Task statement >> Copy out each line featuring the string "assert" from the entries beneath.

---------- Supplied information ----------

PR #2924, opened 2024-04-19
[Spark] Apply Column Mapping to filters pushed to Parquet scan

tomvanbussel:

- [x] Spark
- [ ] Standalone
- [ ] Flink
- [ ] Kernel
- [ ] Other (fill in here)

## Description

This PR fixes a correctness bug when Column Mapping is enabled. The issue occurs when a column is renamed to the physical name of another column. If a query filters on this column then the Parquet scan incorrectly applies this filter to the other column. This PR fixes this problem by translating the column names in the filters from logical to physical in `DeltaParquetFileFormat` before passing them on to `ParquetFileFormat`. 

## How was this patch tested?

Added a unit test to `DeltaColumnMappingSuite`.

No

### DIFF
--- a/spark/src/main/scala/org/apache/spark/sql/delta/DeltaParquetFileFormat.scala
+++ b/spark/src/main/scala/org/apache/spark/sql/delta/DeltaParquetFileFormat.scala
@@ -102,6 +102,14 @@ case class DeltaParquetFileFormat(
     } else schema
   }
 
+  /**
+   * Prepares filters so that they can be pushed down into the Parquet reader.
+   *
+   * If column mapping is enabled, then logical column names in the filters will be replaced with
+   * their corresponding physical column names. This is necessary as the Parquet files will use
+   * physical column names, and the requested schema pushed down in the Parquet reader will also use
+   * physical column names.
+   */
   private def prepareFiltersForRead(filters: Seq[Filter]): Seq[Filter] = {
     if (disablePushDowns) {
       Seq.empty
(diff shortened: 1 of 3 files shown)


spark/src/main/scala/org/apache/spark/sql/delta/DeltaParquetFileFormat.scala
```diff
@@ -469,6 +479,66 @@ object DeltaParquetFileFormat {
...
+   * Translates the filter to use physical column names instead of logical column names.
+   * This is needed when the column mapping mode is set to `NameMapping` or `IdMapping`
+   * to match the requested schema that's passed to the [[ParquetFileFormat]].
+   */
+  private def translateFilterForColumnMapping(
+       filter: Filter,
+       physicalNameMap: Map[Seq[String], Seq[String]]): Option[Filter] = {
+    def getPhysicalName(attribute: String): String = {
+      import org.apache.spark.sql.connector.catalog.CatalogV2Implicits.MultipartIdentifierHelper
+      physicalNameMap(parseColumnPath(attribute)).quoted
```
johanl-db, line 494: For an extra layer of safety, you can use `Map.get` and drop the filter if there's no entry for that attribute in the map.


Also, this could be implemented as an extractor, e.g.:

```
    object PhysicalAttribute {
      import org.apache.spark.sql.connector.catalog.CatalogV2Implicits.MultipartIdentifierHelper
      def unapply(attribute: String): Option[String] = {
        physicalNameMap.get(parseColumnPath(attribute)).map(_.quoted)
      }
    }

    filter match {
      case EqualTo(PhysicalAttribute(physicalAttr), value) =>
        Some(EqualTo(physicalAttr, value))
      case EqualNullSafe(PhysicalAttribute(physicalAttr), value) =>
        Some(EqualNullSafe(physicalAttr, value))
...
```
not that it makes a big difference, just a matter of personal preference

johanl-db (approved):

tdas (approved):

PR #4675, opened 2025-05-30
[Spark] Avoid repeating catalog name in Insert tests

ctring:

- [x] Spark
- [ ] Standalone
- [ ] Flink
- [ ] Kernel
- [ ] Other (fill in here)

## Description

This PR cleans up the repeated catalog name in Insert tests

## How was this patch tested?

Existing UTs

No


spark/src/test/scala/org/apache/spark/sql/delta/DeltaInsertIntoMissingColumnSuite.scala
```diff
@@ -35,6 +35,8 @@ class DeltaInsertIntoMissingColumnSuite extends DeltaInsertIntoTest {
     spark.conf.set(SQLConf.ANSI_ENABLED.key, "true")
   }
 
+  val catalogName = "spark_catalog"
```
LukasRupprecht, line 38: Should we move this up into the `DeltaInsertIntoTest` trait so we can directly use it in both this and the schema evolution suite?

PR #4683, opened 2025-05-30
[Spark] Fix DomainMetadata handling for RESTORE/CLONE table

chirag-s-db:
- [ ] Spark
- [ ] Standalone
- [ ] Flink
- [ ] Kernel
- [ ] Other (fill in here)

## Description
For RESTORE TABLE and the CLONE command, we currently don't mark a DomainMetadata as removed when target snapshot has the DomainMetadata, but the source snapshot does not have that DomainMetadata.

The fix is to mark a DomainMetadata as removed during a RESTORE or CLONE command if:
1. The DomainMetadata is included in the list of DomainMetadata to remove for REPLACE TABLE (thereby excluding the row ID high water mark).
2. The DomainMetadata is not present in the list of DomainMetadata that would anyways be committed by the CLONE command.

## How was this patch tested?
See test changes. 

No.


chirag-s-db:
@rahulsmahadev @zedtang can you take a look at this PR?

PR #4689, opened 2025-06-02
Ensure deletion vector fileId-URL entries are preserved during cache refresh

littlegrasscao:

- [ ] Spark
- [ ] Standalone
- [ ] Flink
- [ ] Kernel
- [x] Other (delta-sharing)

## Description

[During cache registration](https://sourcegraph.prod.databricks-corp.com/databricks-eng/runtime/-/blob/sql/core/src/main/scala/io/delta/sharing/spark/DeltaSharingLogFileSystem.scala?L676-679), we store more fileId-URL entries than what the refresh logic stores. The additional entries come from files associated with deletion vectors. However, [the refresh logic does not include these deletion vector entries](https://sourcegraph.prod.databricks-corp.com/databricks-eng/runtime/-/blob/sql/core/src/main/scala/io/delta/sharing/spark/DeltaSharingUtils.scala?L142-155). As a result, if we query a Delta table in Delta format and the table contains deletion vectors, the refresh operation will drop the corresponding fileId-URL entries for those files.

This causes long running queries seeing file id not found errors.

## How was this patch tested?

Adding new test cases on refresh functions.

No

### DIFF
--- a/sharing/src/test/scala/io/delta/sharing/spark/DeltaSharingUtilsSuite.scala
+++ b/sharing/src/test/scala/io/delta/sharing/spark/DeltaSharingUtilsSuite.scala
@@ -32,48 +32,74 @@ class DeltaSharingUtilsSuite extends SparkFunSuite with SharedSparkContext {
 
   type RefresherFunction = Option[String] => TableRefreshResult
   class SimpleTestDeltaSharingClient extends DeltaSharingClient {
-    def getAddFileStr(): String = {
-        s"""{"file":{
-           |  "id":"add_file_id1",
-           |  "expirationTimestamp":1721350999999,
-           |  "deltaSingleAction":{
-           |    "add":{
-           |      "path":"70/part-00000-df2a2a20.c000.snappy.parquet",
-           |      "partitionValues":{"col-partition":"3"},
-           |      "size":1213,
-           |      "modificationTime":1721350059000,
-           |      "dataChange":true,
-           |      "stats":"{\\"numRecords\\":20,\\"minValues\\":{\\"col-a\\":0},\\"maxValues\\":{\\"col-a\\":19},\\"nullCount\\":{\\"col-a\\":0}}",
-           |      "tags":{"INSERTION_TIME":"1721350059000000"}
-           |    }
-           |  }
-           |}}""".stripMargin
+    def getStatsStr(): String = {
+      """{
+        |  "numRecords": 20,
+        |  "minValues": { "col-a": 0 },
+        |  "maxValues": { "col-a": 19 },
+        |  "nullCount": { "col-a": 0 }
+        |}""".stripMargin
+        .replace("\n", "")
+        .replace(" ", "")
+        .replace("\"", "\\\"")
     }
 
-    def getDeletionVectorStr(): String = {
-      s"""{"file":{
-         |  "id":"add_file_id2",
-         |  "expirationTimestamp":1721350999999,
-         |  "deletionVectorFileId":"dv_file_id",
-         |  "deltaSingleAction":{
-         |    "add":{
-         |      "path":"70/part-00000-df2a2a20.c000.snappy.parquet",
-         |      "partitionValues":{"col-partition":"3"},
-         |      "size":1213,
-         |      "modificationTime":1721350059000,
-         |      "dataChange":true,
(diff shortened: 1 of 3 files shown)


sharing/src/test/scala/io/delta/sharing/spark/DeltaSharingUtilsSuite.scala
```diff
@@ -55,4 +202,55 @@ class DeltaSharingUtilsSuite extends SparkFunSuite with SharedSparkContext {
...
+      None,
+      None,
+      None,
+      None
+    )
+    val idToUrls = func(None).idToUrl
+    assert(idToUrls.size == 3)
+    assert(idToUrls.contains("add_file_id1"))
+    assert(idToUrls.contains("add_file_id2"))
+    assert(idToUrls.contains("dv_file_id"))
```
linzhou-db, line 226: We want to check the url as well? 
Or is it covered in other tests?

sharing/src/test/scala/io/delta/sharing/spark/DeltaSharingUtilsSuite.scala
```diff
@@ -20,9 +20,156 @@ import scala.reflect.ClassTag
...
+         |        "size": 1213,
+         |        "modificationTime": 1721350059000,
+         |        "dataChange": true,
+         |        "stats": "$stats",
+         |        "tags": {
+         |          "INSERTION_TIME": "1721350059000000"
+         |        },
+         |        "deletionVector": {
+         |          "storageType": "p",
+         |          "pathOrInlineDv": ":encoded:placeholder:",
```
linzhou-db: nit but: `:encoded:placeholder:` could be something like `fakeurl` to be easier to read for future?

linzhou-db (approved):
Thanks for fixing this!! 
left two comments

sharing/src/test/scala/io/delta/sharing/spark/DeltaSharingUtilsSuite.scala
littlegrasscao: updated to check urls

sharing/src/test/scala/io/delta/sharing/spark/DeltaSharingUtilsSuite.scala
littlegrasscao: updated to simpler url

sharing/src/test/scala/io/delta/sharing/spark/DeltaSharingUtilsSuite.scala
```diff
@@ -20,9 +20,156 @@ import scala.reflect.ClassTag
...
+      val dv = getDeletionVectorStr()
+      DeltaTableFiles(
+        version = 0L,
+        respondedFormat = DeltaSharingRestClient.RESPONSE_FORMAT_DELTA,
+        lines = Seq(file, dv)
+      )
+    }
+
+    override def getCDFFiles(
+                     table: Table,
```
linzhou-db: nit: should we fix the indent?

sharing/src/test/scala/io/delta/sharing/spark/DeltaSharingUtilsSuite.scala
```diff
@@ -20,9 +20,156 @@ import scala.reflect.ClassTag
...
+    override def getTableVersion(table: Table, startingTimestamp: Option[String] = None): Long = 0
+
+    override def getMetadata(
+                     table: Table,
+                     versionAsOf: Option[Long] = None,
+                     timestampAsOf: Option[String] = None): DeltaTableMetadata
+    = throw new UnsupportedOperationException
+
+    override def getFiles(
+                  table: Table,
```
linzhou-db: and here. and all other places..

sharing/src/test/scala/io/delta/sharing/spark/DeltaSharingUtilsSuite.scala
littlegrasscao: fixed indent

sharing/src/test/scala/io/delta/sharing/spark/DeltaSharingUtilsSuite.scala
littlegrasscao: fixed indent

PR #4712, opened 2025-06-05
[Spark] Fix DomainMetadata handling for REPLACE TABLE concurrent with a transaction that adds a new domain

chirag-s-db:
- [ ] Spark
- [ ] Standalone
- [ ] Flink
- [ ] Kernel
- [ ] Other (fill in here)

## Description
If the winning transaction adds a new DomainMetadata for the first time in a table's history concurrent to a REPLACE TABLE operation, the REPLACE TABLE will incorrectly not mark this DomainMetadata as removed. This PR fixes this issue by marking any DomainMetadata added by the winning transaction as removed if they appear in the list of DomainMetadata to be removed and the domain does not appear in the DomainMetadata added by the REPLACE TABLE.

## How was this patch tested?
N/A - no DomainMetadata currently exist that fall into this category.

### DIFF
--- a/spark/src/main/scala/org/apache/spark/sql/delta/ConflictChecker.scala
+++ b/spark/src/main/scala/org/apache/spark/sql/delta/ConflictChecker.scala
@@ -677,6 +677,11 @@ private[delta] class ConflictChecker(
     }
   }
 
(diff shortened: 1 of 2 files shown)


chirag-s-db:
@rahulsmahadev can you take a look?

rahulsmahadev (approved):

PR #4714, opened 2025-06-05
[PROTOCOL RFC][FOLLOW-UP] Variant Shredding

harshmotw-db:

- [ ] Spark
- [ ] Standalone
- [ ] Flink
- [ ] Kernel
- [ ] Other (fill in here)

## Description

This PR adds a requirement to the [Variant Shredding Protocol RFC](https://github.com/delta-io/delta/pull/4033) for writers to add the `variantShredding` table feature when enabling the `enableVariantShredding` table property. This way, writers can assume that the enablement of the table property implies the existence of the table feature, and can safely write shredded data.

## How was this patch tested?

N/A

N/A

### DIFF
--- a/protocol_rfcs/variant-shredding.md
+++ b/protocol_rfcs/variant-shredding.md
@@ -36,7 +36,8 @@ typed_value | * | (optional) This can be any Parquet type, representing the data
 ## Writer Requirements for Variant Shredding
 
 When Variant Shredding is supported (`writerFeatures` field of a table's `protocol` action contains `variantShredding`), writers:
-- must respect the `delta.enableVariantShredding` table property configuration. If `delta.enableVariantShredding=false`, a column of type `variant` must not be written as a shredded Variant, but as an unshredded Variant. If `delta.enableVariantShredding=true`, the writer can choose to shred a Variant column according to the [Parquet Variant Shredding specification](https://github.com/apache/parquet-format/blob/master/VariantShredding.md)
+- must respect the `delta.enableVariantShredding` table property configuration. If `delta.enableVariantShredding=false`, a column of type `variant` must not be written as a shredded Variant, but as an unshredded Variant. If `delta.enableVariantShredding=true`, the writer can choose to shred a Variant column according to the [Parquet Variant Shredding specification](https://github.com/apache/parquet-format/blob/master/VariantShredding.md).
+- must ensure the `variantType` table feature is present in the table protocol's `writerFeatures`  and `readerFeatures` when enabling the `delta.enableVariantShredding` table property, i.e. setting `delta.enableVariantShredding=true`.
 
 ## Reader Requirements for Variant Shredding
 


harshmotw-db:
@bart-samwel @gene-db Can you look at this PR, thanks!

protocol_rfcs/variant-shredding.md
```diff
@@ -36,7 +36,8 @@ typed_value | * | (optional) This can be any Parquet type, representing the data
...
-- must respect the `delta.enableVariantShredding` table property configuration. If `delta.enableVariantShredding=false`, a column of type `variant` must not be written as a shredded Variant, but as an unshredded Variant. If `delta.enableVariantShredding=true`, the writer can choose to shred a Variant column according to the [Parquet Variant Shredding specification](https://github.com/apache/parquet-format/blob/master/VariantShredding.md)
+- must respect the `delta.enableVariantShredding` table property configuration. If `delta.enableVariantShredding=false`, a column of type `variant` must not be written as a shredded Variant, but as an unshredded Variant. If `delta.enableVariantShredding=true`, the writer can choose to shred a Variant column according to the [Parquet Variant Shredding specification](https://github.com/apache/parquet-format/blob/master/VariantShredding.md).
+- must ensure the `variantType` table feature is present in the table protocol's `writerFeatures`  and `readerFeatures` when enabling the `delta.enableVariantShredding` table property, i.e. setting `delta.enableVariantShredding=true`.
```
gene-db: I think this should be:
```suggestion
- must ensure the `variantShredding` table feature is present in the table protocol's `writerFeatures`  and `readerFeatures` when enabling the `delta.enableVariantShredding` table property, i.e. setting `delta.enableVariantShredding=true`.
```

gene-db (commented):
Thanks!

protocol_rfcs/variant-shredding.md
```diff
@@ -36,7 +36,8 @@ typed_value | * | (optional) This can be any Parquet type, representing the data
 ## Writer Requirements for Variant Shredding
 
 When Variant Shredding is supported (`writerFeatures` field of a table's `protocol` action contains `variantShredding`), writers:
-- must respect the `delta.enableVariantShredding` table property configuration. If `delta.enableVariantShredding=false`, a column of type `variant` must not be written as a shredded Variant, but as an unshredded Variant. If `delta.enableVariantShredding=true`, the writer can choose to shred a Variant column according to the [Parquet Variant Shredding specification](https://github.com/apache/parquet-format/blob/master/VariantShredding.md)
+- must respect the `delta.enableVariantShredding` table property configuration. If `delta.enableVariantShredding=false`, a column of type `variant` must not be written as a shredded Variant, but as an unshredded Variant. If `delta.enableVariantShredding=true`, the writer can choose to shred a Variant column according to the [Parquet Variant Shredding specification](https://github.com/apache/parquet-format/blob/master/VariantShredding.md).
```
bart-samwel, line 39: Either this, or require that the setting must be exactly "true" or "false" or unset. I think requiring that might lead to more annoyances.

```suggestion
- must respect the `delta.enableVariantShredding` table property configuration. If `delta.enableVariantShredding` is not present or if it is set to any value other than `true`, a column of type `variant` must not be written as a shredded Variant, but as an unshredded Variant. If `delta.enableVariantShredding=true`, the writer can choose to shred a Variant column according to the [Parquet Variant Shredding specification](https://github.com/apache/parquet-format/blob/master/VariantShredding.md).
```

PR #4717, opened 2025-06-06
[Kernel] [Infra] Only trigger Kernel tests when relevant folders / files / dependencies have changed

scottsand-db:

- [ ] Spark
- [ ] Standalone
- [ ] Flink
- [X] Kernel
- [ ] Other (fill in here)

## Description

Only trigger Kernel tests when relevant folders / files / dependencies have changed

## How was this patch tested?

CI

No

### DIFF
--- a/.github/workflows/kernel_docs.yaml
+++ b/.github/workflows/kernel_docs.yaml
@@ -27,6 +27,18 @@ jobs:
     steps:
       - name: Checkout
         uses: actions/checkout@v3
+      - uses: technote-space/get-diff-action@v4
+        id: git-diff
+        with:
+          PATTERNS: |
+            kernel/**
+            project/**
+            connectors/golden-tables/**
+            storage/**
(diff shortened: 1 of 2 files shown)


.github/workflows/kernel_docs.yaml
```diff
@@ -27,6 +27,18 @@ jobs:
     steps:
       - name: Checkout
         uses: actions/checkout@v3
+      - uses: technote-space/get-diff-action@v4
```
allisonport-db, line 30: I am pretty sure you need to add this to the next steps where the tests actually run
```
        if: steps.git-diff.outputs.diff
```
Did you test this out?

allisonport-db: Also you can match ! files. Not sure how you feel but maybe listing the stuff we don't want to run the tests on is in some ways safer than everything we want to run tests on. But if the file listing isn't changing that much I think it's also fine

PR #4719, opened 2025-06-06
[Kernel][Metric]Record the time taken loading CRC during snapshot construction

huan233usc:

- [ ] Spark
- [ ] Standalone
- [ ] Flink
- [x] Kernel
- [ ] Other (fill in here)

## Description
Add a metric to record the time taken loading CRC during snapshot construction, also refactor the test to make helper method with less arguments

No


raveeram-db (approved):
LGTM!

----------

Solution to this exercise >>
+    assert(idToUrls.size == 3)
+    assert(idToUrls.contains("add_file_id1"))
+    assert(idToUrls.contains("add_file_id2"))
+    assert(idToUrls.contains("dv_file_id"))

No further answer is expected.